• [PROBLEM STATEMENT]
Retype the line with "If you really" in it, then each line after it to the end of the data, word for word.

Stored items from a collection:

PR #1328, opened 2025-04-16
Add subsampling to expressions

jeromedockes:
implementation of what we discussed this morning with @Vincent-Maladiere , @rcap107  and @glemaitre  : 

- expressions have a `.skb.subsample_previews()` method to indicate that a node should be subsampled when in a kind of "preview / dry-run" setting
- subsampling is always active when computing previews (those used for the repr of expressions, tab completion etc)
- when fitting an estimator, a grid search or cross-validation, subsampling is turned off by default. we can activate it by passing `subsampling=True`

example on the employee salaries:

```python

import skrub
import skrub.datasets


dataset = skrub.datasets.fetch_employee_salaries()

# the `subsample_previews` configures how the sampling is done when it takes place
# whether it takes place or not depends on the context:
#     - for preview the subsampling is always on
#     - for fitting, cross-val etc subsampling is only on when we ask for it explicitly
data = skrub.var("data", dataset.employee_salaries).skb.subsample_previews(n=200)

# the rest of the pipeline is the same as before
employees = data.drop(columns="current_annual_salary", errors="ignore").skb.mark_as_X()
salaries = data["current_annual_salary"].skb.mark_as_y()

vectorizer = skrub.TableVectorizer(
    high_cardinality=skrub.MinHashEncoder(n_components=8)
)
predictions = employees.skb.apply(vectorizer).skb.apply(
    HistGradientBoostingRegressor(
        learning_rate=skrub.choose_float(0.01, 0.8, log=True)
    ),
    y=salaries,
)
```

We can see the preview is computed on a subsample (200 rows):

```
>>> predictions
<Apply HistGradientBoostingRegressor>
Result (on a subsample):
――――――――――――――――――――――――
     current_annual_salary
0             70592.839294
1             96203.419352
2            105259.040121
3             51729.439016
4            103002.625230
..                     ...
195           94219.034011
196           64474.151164
197           62751.180976
198           78534.171710
199           93314.398036
[200 rows x 1 columns]
```

We can ask to keep the subsampling for fitting a grid or randomized search:

```
>>> quick_search = predictions.skb.get_randomized_search(
...     fitted=True, subsampling=True, cv=2, n_iter=2, random_state=0
... )

>>> quick_search.detailed_results_
   mean_test_score  ...  std_score_time
0         0.312805  ...        0.017096
1         0.293941  ...        0.000409
[2 rows x 7 columns]

>>> quick_search.detailed_results_["mean_fit_time"]
0    0.194568
1    0.179346
Name: mean_fit_time, dtype: float64
```

but by default it is off (note the higher computation time and better scores):

```
>>> full_search = predictions.skb.get_randomized_search(
...     fitted=True, cv=2, n_iter=2, random_state=0
... )

>>> full_search.detailed_results_
   mean_test_score  ...  std_score_time
0         0.885271  ...        0.000374
1         0.884144  ...        0.000446
[2 rows x 7 columns]

>>> full_search.detailed_results_["mean_fit_time"]
0    1.167464
1    1.149597
Name: mean_fit_time, dtype: float64
```

notes:

- the 2 subsampling modes available here are "head" or "random", and we provide `n` the number of rows to keep. That could be changed it is just to take advantage of the existing functions in `skrub._dataframe`
- for now it was added to example 10
- later, we could add something like `skrub.sample_csv` or similar that does the subsampling while loading the csv instead of reading everything then subsampling. it would be able to easily read whether it should apply the subsampling or not (depending on the mode etc.) from the private function `_subsampling.should_subsample()` added here


examples/expressions/10_expressions_intro.py
```diff
@@ -251,6 +258,25 @@
...
+# We can first run a small dry-run to check if our param search will run correctly:
+
+# %%
+quick_search = predictions.skb.get_randomized_search(
+    scoring="roc_auc",
+    n_iter=4,
+    n_jobs=4,
+    random_state=0,
+    fitted=True,
+    subsampling=True,
```
rcap107, line 271: Maybe add a comment like this to draw attention to the parameter? 
```suggestion
    subsampling=True, # force the randomized search to run only on the subsample
```

jeromedockes: thanks!

Vincent-Maladiere (approved):
Looks good! Thanks @jeromedockes

jeromedockes:
@GaelVaroquaux  any thoughts on this?

jeromedockes:
I agree @glemaitre  this is just to turn on and off temporary subsampling to speed-up the development and debugging. If subsampling is actually a part of the final pipeline like feature selection or any other transformation, that is a different problem -- it is just another transformation in the pipeline and probably needs no special support. it does change the number / order of rows but that is something skrub expressions naturally accomodate already. so the subsampling API here only focusses on simple, temporary subsampling

jeromedockes:
for the name `subsample_previews`, other ideas welcome. the advantage of `subsample_previews` is it says what we are doing (subsampling) and shows it doesn't systematically happen all the time (only for previews), but the drawback is it's a bit long. for the parameter, maybe `with_subsampling` instead of `subsampling`, it's a bit longer but maybe slightly more explicit.


otherwise I think this is review (or merging if there are no further comments)

Vincent-Maladiere (commented):
Some doc comments

GaelVaroquaux:
Is this feature demoed in one exemple?

With a quick glance (on my mobile phone, sorry), I wasn't sure.

For users to discover this feature, I feel that it is important that there is one exemple that demonstrates it. It might even be useful to have a dedicated example.

GaelVaroquaux:
OK, bit of review (which are going to come in disorder, sorry, I'm doing this review while task switching):

* Should we have a see also been "Expr.skb.preview()" and "Expr.skb.subsample_previews()" (both ways). I would like to make it as easy for users to discover new functions

GaelVaroquaux:
As I mentioned before, I'm still stuck on the name of the "subsampling" parameter to get_grid_search/get_randomized_search.

I stress that I believe it gives the wrong intuitions, because it gives the impression that the corresponding method does the subsampling.

We could have as names "undo_subsampling" or "keep_subsampling"

jeromedockes:
> I stress that I believe it gives the wrong intuitions, because it gives the impression that the corresponding method does the subsampling.

ok I don't mind changing to `keep_subsampling` but I'm not sure what you mean by the wrong impression. It is indeed during the call of `get_randomized_search` that subsampling will be applied or not (the randomized search will be fitted either on the full data or on a subsample)

jeromedockes:
To me it is more that it has been _configured_ above, and we decide when we launch the cross-val if we want to use it or not.

I guess you could also think about it as having subsampled and then undoing that but I find it a bit less natural -- how does one undo subsampling and recreate the data that has been dropped . I would also like users to easily realize `subsample_previews` does nothing by default when actually fitting their  randomized search, they still get the correct results on the full data. it just adds the possibility to turn on subsampling if they wish to do so

jeromedockes:
maybe it could be something like `activate_subsampling`, or `with_subsampling`?

GaelVaroquaux:
OK, I had a look at the example. I would rather have a separate example, as it is very easy to miss.

Also, it is overloading an example that has a lot in it. This example should be the first one that people read to have an idea of what the expressions do and what they are. It needs to be straight to the point, with not too much in it.

Small detail: sphinx-gallery does not pick up the call to "e.skb.subsample_preview" and thus does not link back to it in the example gallery of the method. Probably not easy to fix, but unfortunate

GaelVaroquaux:
> maybe it could be something like activate_subsampling, or with_subsampling?

But neither of these make it explicit that the subsampling has been defined above

jeromedockes:
> Small detail: sphinx-gallery does not pick up the call to "e.skb.subsample_preview" and thus does not link back to it in the example gallery of the method. Probably not easy to fix, but unfortunate

that seems to be the case for all the `.skb` methods. I guess to compensate we should explicitly insert those links in nearby text.

Note that not everyone likes those links in the sample code: I have seen people complain that they unintentionally click the link when trying to select text to copy-paste it

GaelVaroquaux:
> > Small detail: sphinx-gallery does not pick up the call to "e.skb.subsample_preview" and thus does not link back to it in the example gallery of the method. Probably not easy to fix, but unfortunate
> 
> that seems to be the case for all the `.skb` methods. I guess to compensate we should explicitly insert those links in nearby text.
> 
> Note that not everyone likes those links in the sample code: I have seen people complain that they unintentionally click the link when trying to select text to copy-paste it

I care more about the backlinks: looking at the docstrings and seeing examples where the function is demoed

doc/skrub_pipeline.rst
```diff
@@ -395,3 +395,99 @@ Finally, there are other situations where using :func:`deferred` can be helpful:
...
 - See :ref:`example_tuning_pipelines` for an example of hyper-parameter tuning using
   skrub pipelines.
+
+Subsampling
+~~~~~~~~~~~
+
+To speed-up the development of our pipeline, we can tell skrub to work on a
+subsample of our data.
+
+On any transformation that produces either a DataFrame, a Column (Series) or a
```
GaelVaroquaux, line 405: This is very abstract to me. I wouldn't be able to link it to code that I can write.

We should probably say less here, and more in an example.

doc/skrub_pipeline.rst
```diff
@@ -395,3 +395,72 @@ Finally, there are other situations where using :func:`deferred` can be helpful:
   expressions on dataframes.
 - See :ref:`example_tuning_pipelines` for an example of hyper-parameter tuning using
   skrub pipelines.
+
+Subsampling
+~~~~~~~~~~~
```
GaelVaroquaux, line 400: Not a request for change or action, just a comment: Super improved rewrite (@jeromedockes close this when you see it).

GaelVaroquaux, line 400:
```suggestion
Subsampling to develop pipelines with reduced computation
~~~~~~~~~~~~~~~~~~~~~~~~~~~~~~~~~~~~~~~~~~~~~~~~~~~
```

jeromedockes: thanks! I was just now working on further reducing the user guide part and adding an actual example in the gallery with the employee salaries, but do you think we should keep it the way it is instead? not sure if there is much more to say in an actual example (still slightly unsure about the respective roles of the user guide and the examples)

GaelVaroquaux:
> thanks! I was just now working on further reducing the user guide part and adding an actual example in the gallery with the employee salaries, but do you think we should keep it the way it is instead? not sure if there is much more to say in an actual example (still slightly unsure about the respective roles of the user guide and the examples)

I think that it would be idea to move what you have in an example and expand it a tiny amount, leaving the user-guide almost empty: only describing the purpose of subsampling and the things to have in mind.

Expanding it would enable to demo the `keep_subsampling` and the fact that cross-validation or random search can be done without subsampling.

skrub/_expressions/_skrub_namespace.py
```diff
@@ -644,6 +654,135 @@ def concat(self, others, axis=0):
...
+        3         0.380719       0.004827  1.398196
+
+        This example dataset is so small that the subsampling does not change
+        the fit computation time but we can tell the second search used the
+        full data from the higher scores. For datasets of a realistic size
+        using the subsampling allows us to do a "dry run" of the
+        cross-validation or model fitting much faster than when using the
+        full data.
+        """  # noqa : E501
+        return Expr(SubsamplePreviews(self._expr, n=n, how=how))
```
GaelVaroquaux, line 784: Super high level though / question:

would there be interest / would it be possible, to have SubsamplePreview rather be a subclass of Expr, rather than a form of composition, to make sorter stack traces?

skrub/_expressions/_skrub_namespace.py
```diff
@@ -719,12 +858,24 @@ def eval(self, environment=None):
...
         result
             The result of running the computation, ie of executing the
             pipeline's ``fit_transform`` on the provided data.
 
+        See Also
+        --------
+        Expr.skb.preview :
+            Access the preview of the result on the variables initial values,
+            with subsampling. Faster than ``eval`` but does not allow passing
+            new data and always applies subsampling.
```
GaelVaroquaux, line 877: Can you make it more clear on how `preview` differs from `subsample_preview` (it's not clear in my head, I must admit)?

skrub/_expressions/_skrub_namespace.py
jeromedockes: Expr is the wrapper that has almost nothing in its `__dict__` to catch almost all attribute access in `__getattr__`. the actual skrub logic is stashed away in its `_skrub_impl` attribute -- the `SubsamplePreviews` in this case

skrub/_expressions/_skrub_namespace.py
```diff
@@ -746,20 +897,83 @@ def eval(self, environment=None):
...
+        -------
+        preview result
+            The result of evaluating the expression on the data stored in its
+            variables.
+
+        See Also
+        --------
+        Expr.skb.subsample_previews :
+            Specify how to subsample an intermediate result when computing
+            previews.
```
GaelVaroquaux, line 937: OK, so what I seem to understand is that "subsample_previews" sets the subsample for the whole subsequent operations, unlike "preview"? Is that right?

I'd love to find a better name. I don't find that when reading code it's terribly clear for me what is happening.

skrub/_expressions/_skrub_namespace.py
GaelVaroquaux: But it still adds one level to the stack? (or maybe not)

skrub/_expressions/_subsampling.py
```diff
@@ -0,0 +1,139 @@
+import numpy as np
+
+from .. import _dataframe as sbd
+from . import _evaluation, _expressions
+
```
GaelVaroquaux, line 5: Can you add comments around here telling us (the reader of this code) what the following few symbols (the constant, the function, the objects) are for in the big-picture of the code organization?

I'm thinking about the next people exploring this code base

skrub/_expressions/_skrub_namespace.py
jeromedockes: `preview()` returns the actual computed value of the preview (for any node, whether there is subsampling or not)

`subsample_previews()` adds a node in the graph that performs subsampling (or not, when `keep_subsampling=False`).

I tried to make the distinction with the plural but I guess that's not clear. maybe it should be just `subsample()` -- I just wanted to hint in the name that by default subsampling only takes place for computing previews.

skrub/_expressions/_skrub_namespace.py
jeromedockes: in many cases no, because most code will access the `_skrub_impl` and use that directly. but in any case we kind of need those 2 classes: the wrapper `Expr` has virtually no functionality of its own, its role is  to have no attributes and capture everything in `__getattr__`. without it there could be clashes between skrub method names and the (dataframe) methods users want to call in the pipeline

GaelVaroquaux:
> maybe it should be just subsample()

I actually like "subsample". I would have gone for this: it's short and the fact that it lives in the skb namespace tells me that it is doing something specific to expressions.

> I just wanted to hint in the name that by default subsampling only takes place for computing previews.

If you really want to be explicit about that, we could have "subsample_for_previews".
I actually think that it is a bad it: the notion of "previews" might not be clear to users, and they can benefit from subsampling without mastering the concept of preview.

skrub/_expressions/_subsampling.py
```diff
@@ -0,0 +1,139 @@
...
+    subsampling: False
+    SkrubPipeline(expr=<Call 'load_data'>)
+    >>> e.skb.get_pipeline(keep_subsampling=True, fitted=True)
+    subsampling: True
+    SkrubPipeline(expr=<Call 'load_data'>)
+    """
+    return _expressions.Expr(ShouldSubsample())
+
+
+def _sample_numpy(a, n):
```
GaelVaroquaux, line 59: Shouldn't we have a way to control this sampling stream?

I would probably advise for using a dedicated random number generator (not seeded by default), and documenting somewhere how to control it. Some users will want to do that.

That comment applies to the whole subsampling code

jeromedockes: I think we want it to be seeded by default so that if you sample X and y separately you get the same indices and don't break their alignment. We can expose the seed parameter though, I just figured few people would use it

GaelVaroquaux:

• [SOLUTION FOR THIS EXERCISE]
If you really want to be explicit about that, we could have "subsample_for_previews".
I actually think that it is a bad it: the notion of "previews" might not be clear to users, and they can benefit from subsampling without mastering the concept of preview.

skrub/_expressions/_subsampling.py
```diff
@@ -0,0 +1,139 @@
...
+    subsampling: False
+    SkrubPipeline(expr=<Call 'load_data'>)
+    >>> e.skb.get_pipeline(keep_subsampling=True, fitted=True)
+    subsampling: True
+    SkrubPipeline(expr=<Call 'load_data'>)
+    """
+    return _expressions.Expr(ShouldSubsample())
+
+
+def _sample_numpy(a, n):
```
GaelVaroquaux, line 59: Shouldn't we have a way to control this sampling stream?

I would probably advise for using a dedicated random number generator (not seeded by default), and documenting somewhere how to control it. Some users will want to do that.

That comment applies to the whole subsampling code

jeromedockes: I think we want it to be seeded by default so that if you sample X and y separately you get the same indices and don't break their alignment. We can expose the seed parameter though, I just figured few people would use it

GaelVaroquaux:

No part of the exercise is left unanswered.